As a service, we offer the option to book consultations with a professional consultant. This service may be effectuated by use of a referral from your health insurance provider. The health insurance provider obtains consent to the data processing activities including exchanging personal data with us and our professional consultants. Injurymap may also report epicrisis to the health insurance provider. This may only be effectuated with your specific consent. The health insurance provider is responsible for collecting your consent to reporting of epicrisis.

These consultants act as data controllers and we as their data processor by providing access to our app data to the consultants enabling them to access user data which is necessary to ensure effective and relevant consultations.

Research Business Partners:

Injurymap facilitates research and academic research with our business partners. This may include sharing your personal data with our business partners to conduct commercial and academic research concerning demography, interests, and consumer preferences in order to gain insights into our users, products and services and to use this for i) internal purposes cf. section 3.1.G., and ii) to improve knowledge of training based on aggregated or de-identifiable data.

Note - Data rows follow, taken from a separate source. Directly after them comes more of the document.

PR #190, opened 2016-10-04
Added yast2-sw_single-wrapper to handle rpms in KDE

ancorgs:
This should fix https://bugzilla.suse.com/show_bug.cgi?id=954143 and https://bugzilla.suse.com/show_bug.cgi?id=1002417 for Leap 42.2 and SLE-12-SP2. Since both are in beta phase, waiting for release managers approval, see comments in first bug report.

### DIFF
--- a/package/yast2-packager.spec
+++ b/package/yast2-packager.spec
@@ -17,11 +17,12 @@
 
 
 Name:           yast2-packager
-Version:        3.1.117
+Version:        3.1.117.1
 Release:        0
 
 BuildRoot:      %{_tmppath}/%{name}-%{version}-build
 Source0:        %{name}-%{version}.tar.bz2
+Source1:        yast2-sw_single-wrapper
 
 Url:            https://github.com/kobliha/yast-packager
 BuildRequires:  update-desktop-files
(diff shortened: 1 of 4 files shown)


embar-:
We also should add line in .spec file (because yast2-sw_single-wrapper calls xdg-su):

Requires:       /usr/bin/xdg-su

ancorgs:
Pending of the branching and versioning issues. See thread https://lists.opensuse.org/yast-devel/2016-10/msg00003.html

package/yast2-packager.spec
```diff
@@ -101,6 +102,8 @@ This package contains the libraries and modules for software management.
 
 %install
 %yast_install
+mkdir -p %{buildroot}%{_bindir}
```
lslezak: Actually why the wrapper script cannot be part of the tarball and installed the usual way? With this approach the wrapper will not be installed when you run `rake install` from the sources. That will be confusing, if you update the file locally your changes will not take effect...

lslezak:
BTW is SP2 still relevant? Maybe `master` is enough...

teclator:
A [trello card](https://trello.com/c/tjc6qVDU/1346-leap-42-2-p5-1017696-missing-quoting-when-installing-rpm-with-yast-via-kde-dolphin-desktop-file) has been created related to this PR and also #195 as there are some controversial discussions pending and probably make sense to modify target branch to master as @lslezak commented, so just close them and plan for next sprints

It has been already discussed with @ancorgs

PR #191, opened 2016-10-05
Backport iso fix

jreidinger:


package/yast2-packager.changes
```diff
@@ -1,4 +1,10 @@
 -------------------------------------------------------------------
+Mon Oct  3 16:38:36 UTC 2016 - jreidinger@suse.com
+
+- prevent double URL encoding for ISO (bsc#954813)
+- 3.1.118
```
lslezak: I'd revert the version bump, I'd do that just before releasing the maintenance update (to avoid possible collisions later).

jreidinger: I need to release Leap 42.2 update, so as we agreed, bump version there and for critical maintenance updates use 3.1.117.1

PR #192, opened 2016-10-05
Fake mtab removal

jreidinger:


aschnell:
Sure that not even a link to /proc/self/mounts is needed?

jreidinger:
@aschnell where do you see such link creation? removed code only create fake mtab. About /proc/self/mounts I do not know, it is question to @schubi2 or lnussel

PR #194, opened 2016-10-10
Better handle disabled add-ons check box (bsc#955186)

lslezak:
Do not ask for a CD when the add-on check box is unchecked, fixes [bug 955186](https://bugzilla.suse.com/show_bug.cgi?id=955186)

- 3.2.2

### The Original Problem

See the screenshot:

- Check the *I would like to install...* check box
- Select the *CD* repository
- Uncheck the add-on check box back
- The radiobuttons are correctly disabled
- But after pressing *Next* the user is still asked for a CD medium!

add-on-disabled

### Fix

With this fix the user is not asked for a CD after unchecking the check box. The next installation dialog is displayed. Moreover adding a CD when the checkbox is enabled still works :wink: .

### DIFF
--- a/src/modules/SourceDialogs.rb
+++ b/src/modules/SourceDialogs.rb
@@ -67,6 +67,9 @@ module Yast
     VALID_URL_SCHEMES = ["ftp", "tftp", "http", "https", "nfs",
       "nfs4", "cifs", "smb", "cd", "dvd", "iso", "dir", "file", "hd"]
 
+    # repository types which need special handling
+    SPECIAL_TYPES = [:slp, :cd, :dvd, :comm_repos, :sccrepos]
+
     def main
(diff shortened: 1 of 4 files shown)


src/modules/SourceDialogs.rb
```diff
@@ -2236,17 +2238,27 @@ def SelectHandle(key, event)
       #  TODO: disable "download" option when CD or DVD source is selected
 
       selected = UI.QueryWidget(Id(:type), :CurrentButton)
-      return :finish if [:slp, :cd, :dvd, :comm_repos, :sccrepos].include?(selected)
+      special_repo = [:slp, :cd, :dvd, :comm_repos, :sccrepos].include?(selected)
```
imobachgs: It looks like a constant.

PR #195, opened 2016-10-11
Added yast2-sw_single-wrapper to handle rpms in Plasma

ancorgs:
Replaces #190 

See
https://bugzilla.suse.com/show_bug.cgi?id=954143
https://bugzilla.suse.com/show_bug.cgi?id=1002417
https://features.opensuse.org/319376

BTW, something to fix in the future (maybe when merging to master). `desktop/yast2-packager.desktop` seems to be in the wrong location (should be `src/desktop`) and is redundant with `src/desktop/sw_single.desktop`.

### DIFF
--- a/desktop/yast2-packager.desktop
+++ b/desktop/yast2-packager.desktop
@@ -2,7 +2,7 @@
 Encoding=UTF-8
 Name=Install/Remove Software
 GenericName=Install/Remove Software
-Exec=xdg-su -c "/sbin/yast2 sw_single %F"
+Exec=/usr/bin/yast2-sw_single-wrapper %F
 Icon=yast-sw_single
 Terminal=false
 Type=Application
@@ -11,3 +11,6 @@ MimeType=application/x-rpm;application/x-redhat-package-manager;
 NotShowIn=GNOME;MATE;
 StartupNotify=true
 
+# KDE specific (does not affect the other desktop environments)
+# https://specifications.freedesktop.org/desktop-entry-spec/desktop-entry-spec-latest.html#kde-items
+InitialPreference=10
--- a/package/yast2-packager.spec
+++ b/package/yast2-packager.spec
@@ -22,6 +22,7 @@ Release:        0
 
 BuildRoot:      %{_tmppath}/%{name}-%{version}-build
 Source0:        %{name}-%{version}.tar.bz2
+Source1:        yast2-sw_single-wrapper
 
 Url:            https://github.com/kobliha/yast-packager
 BuildRequires:  update-desktop-files
@@ -63,6 +64,9 @@ Requires:       /usr/bin/md5sum
 # .process agent
 Requires:       yast2-core >= 2.16.35
 
+# yast2-sw_single-wrapper requires xdg-su
+Requires:       /usr/bin/xdg-su
+
 # setenv() builtin
 Conflicts:      yast2-core < 2.15.10
 
@@ -101,6 +105,8 @@ This package contains the libraries and modules for software management.
 
 %install
 %yast_install
+mkdir -p %{buildroot}%{_bindir}
+install -m 755 %{SOURCE1} %{buildroot}%{_bindir}/yast2-sw_single-wrapper
 
 %suse_update_desktop_file yast2-packager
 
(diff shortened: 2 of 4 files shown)


package/yast2-sw_single-wrapper
```diff
@@ -0,0 +1,32 @@
...
+# https://bugzilla.novell.com/show_bug.cgi?id=222757
+
+# This stripped /usr/bin/package-manager function 
+# (from libzypp (<=13.9) shipped with openSUSE 13.1 and earler)
+# to pass RPM packages to true package manager
+
+# quoted concatenation of arguments
+function quote() {
+  # formerly used 'printf %q' breaks UTF-8 strings
+  echo -n "$@" | sed 's/\([]|&;<>()$`\" \t*?#~=%[]\)/\\\1/g'
```
shundhammer: That regexp sure looks impressive, but it could do with some comments on the line(s) above it, preferably including. some examples what goes in and what comes out

package/yast2-sw_single-wrapper
```diff
@@ -0,0 +1,32 @@
+#! /bin/sh
+
+# This script helps to correctly pass RPM packages including spaces in the path
+# (and/or multiple RPM packages) to YaST2 via desktop file
+# See https://bugzilla.suse.com/show_bug.cgi?id=1002417
+
+# Originally created by http://en.opensuse.org/User:Mvidner for
+# https://bugzilla.novell.com/show_bug.cgi?id=222757
```
mvidner: The mentioned bug has a much different script. Did you adapt this one from somewhere else?

package/yast2-sw_single-wrapper
```diff
@@ -0,0 +1,32 @@
...
+
+# This stripped /usr/bin/package-manager function 
+# (from libzypp (<=13.9) shipped with openSUSE 13.1 and earler)
+# to pass RPM packages to true package manager
+
+# quoted concatenation of arguments
+function quote() {
+  # formerly used 'printf %q' breaks UTF-8 strings
```
mvidner: That sounds interesting, and would be a bug in bash. Please show me some details.

package/yast2-sw_single-wrapper
mvidner: Ah. The bug links should go to the code comments, not only to PR description, otherwise archeology becomes much harder.

desktop/yast2-packager.desktop
```diff
@@ -2,7 +2,7 @@
 Encoding=UTF-8
 Name=Install/Remove Software
 GenericName=Install/Remove Software
-Exec=xdg-su -c "/sbin/yast2 sw_single %F"
```
mvidner: I think this means that the real bug is in /sbin/yast2 and we should fix that, instead of adding yet another script which is just overly complex quoting.

ancorgs: Strange enough, I checked that calling yast2 directly (without the wrapper script) works from Thunar (XFCE file manager) and I assume it works also from Gnome's file manager. But it fails from Dolphin (KDE-Plasma-Today's_name file manager).

ancorgs:
I'm all for an alternative solution without the wrapper script. I simply went for it because it was verified to work by the reporter (and later by my) and coming from a trustworthy source (@mvidner). But I admit I'm not happy adding an extra layer either.

lslezak:
Please set the target to `master`, `merge_after_SP2_release` branch is outdated.

package/yast2-packager.spec
```diff
@@ -101,6 +105,8 @@ This package contains the libraries and modules for software management.
 
 %install
 %yast_install
+mkdir -p %{buildroot}%{_bindir}
```
lslezak: Actually why the wrapper script cannot be part of the tarball and installed the usual way? With this approach the wrapper will not be installed when you run `rake install` from the sources. That will be confusing, if you update the file locally your changes will not take effect...

teclator:
A [trello card](https://trello.com/c/tjc6qVDU/1346-leap-42-2-p5-1017696-missing-quoting-when-installing-rpm-with-yast-via-kde-dolphin-desktop-file) has been created related to this PR and also #190 as there are some controversial discussions pending and probably make sense to modify target branch to master as @lslezak commented, so just close them and plan for next sprints

It has been already discussed with @ancorgs

PR #199, opened 2016-10-14
Do not escape characters in the path string

schubi2:
I am not sure here if this is the right fix. Other suggestions are really welcome !

### DIFF
--- a/src/modules/SourceDialogs.rb
+++ b/src/modules/SourceDialogs.rb
@@ -249,7 +249,7 @@ module Yast
         if Builtins.regexpmatch(query, "device=/dev/disk/by-id/usb-")
           Ops.set(parsed, "scheme", "usb")
 
-          @_url = URL.Build(parsed)
+          @_url = build_url(parsed)
           Builtins.y2milestone(
             "URL %1 is an USB device, changing the scheme to %2",
             URL.HidePassword(url),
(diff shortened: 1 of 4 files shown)


src/modules/SourceDialogs.rb
```diff
@@ -2713,6 +2713,19 @@ def valid_scheme?(url)
...
+  private
+
+    # Build URL from tokens
+    # @param [Hash] with keys:"scheme","http","host","port","path","query",...
+    # @return [String] url, empty string if invalid data is used to build the url.
+    def build_url(url_settings)
+      # URL.Build is escaping characters (e.g. ":") which is wrong for
+      # pathes like /dist/ibs/SUSE:/SLE-12-SP1:/GA. (bnc#966413)
+      # So we are unescaping it.
+      URLRecode.UnEscape(URL.Build(url_settings))
```
jreidinger: this looks wrong, as it also unescape other characters that are correctly escaped and cannot be in URL. I think we really need testcases for this and be sure that we return valid url, as this can seriously break installation. maybe only escaping `:` is wrong?

jreidinger: in fact it looks like bug in URL.Build as according to its source https://github.com/yast/yast-yast2/blob/5762181d62762816a73fc040362c1efb5d97deed/library/types/src/modules/URL.rb#L91 `:` should be escaped only for user and password part of URL, not for path which is your example.

schubi2:
We have a better fix in yast2 package.

PR #200, opened 2016-10-17
Update the priority for the loaded packages (bsc#498266)

lslezak:
... when starting the repository manager from the package manager

- 3.2.4

When the repository manager was started from the package management the changed repository priority was not applied on the pool. You had to restart YaST.

### DIFF
--- a/src/clients/repositories.rb
+++ b/src/clients/repositories.rb
@@ -1683,6 +1683,9 @@ module Yast
               Ops.set(sourceState, "priority", new_priority)
               Ops.set(@sourceStatesOut, global_current, sourceState)
 
+              # update the priority for the already loaded packages
+              Pkg.SourceSetPriority(sourceState["SrcId"], new_priority)
+
               # do not refresh the item in the table
               current = -1
             else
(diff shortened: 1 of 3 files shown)


src/clients/repositories.rb
```diff
@@ -1683,6 +1683,9 @@ def SummaryDialog
               Ops.set(sourceState, "priority", new_priority)
```
jreidinger: is this needed? I think it is done automatic in Pkg call or is it cache?

src/clients/repositories.rb
```diff
@@ -1683,6 +1683,9 @@ def SummaryDialog
...
               Ops.set(@sourceStatesOut, global_current, sourceState)
 
+              # update the priority for the already loaded packages
+              Pkg.SourceSetPriority(sourceState["SrcId"], new_priority)
```
jreidinger: what happen if user cancel changes in repo manager? it looks like it kept set. Maybe this call should be in store method?

lslezak: Good question, the changed value will be kept. I'll move it...

lslezak: Updated, the same problem was actually also when enabling/disabling a repository.

jreidinger:
LGTM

Business transactions and reorganisations:

We may at some point decide to sell some of our assets and activities – partly or in whole – to other businesses. Such transactions may include customer information and thereby your personal data and user data. You acknowledge that any such transaction may occur when accepting our online terms and thereby that any other business acquiring assets and activities from us may continue to use and process your personal data.

Social Media Platforms:

We may share some of your personal information with Facebook and Google Ads for remarketing purposes.

7. Data retention and deletion
We process your personal data for as long as you have an active account in the app.

You are able to edit your account at any time. You are also able to delete your account. If you delete your account, we will immediately delete or anonymize your personal data.

We may at any time, if your use of the app is in violation with our online terms, delete your account and associated personal data.We only retain your personal data longer if necessary for us to comply with legal obligations or to enforce our online terms.

8. Your rights

According to the GDPR, you have certain rights over personal data processed by us:

• You have a right of access to the information that we process about you as well as certain other information;
• You have the right to have inaccurate Personal Information concerning you rectified;
• In special cases, you have the right to have Personal Information about you erased before our general erasure time;
• In certain cases, you have the right to restrict the processing of your Personal Information;
• In certain cases, you have the right to object to our otherwise legitimate processing of your Personal Information; and
• In certain cases, you have the right to receive your Personal Information in a structured, commonly used and machine-readable format and to transmit such personal data from one data controller to another without hindrance (data portability).

9. Contact information

To exercise your rights, or if you have any questions regarding our processing of your personal data, please contact us by using the contact information in the beginning of this Privacy Policy. We will immediately evaluate your request and revert no later than one month after receiving the request to let you know if it is possible to meet the request.

You can complain about our processing of your Personal Information to the Danish Data Protection Agency, Carl Jacobsens Vej 35, 2500 Valby, e-mail: [email protected].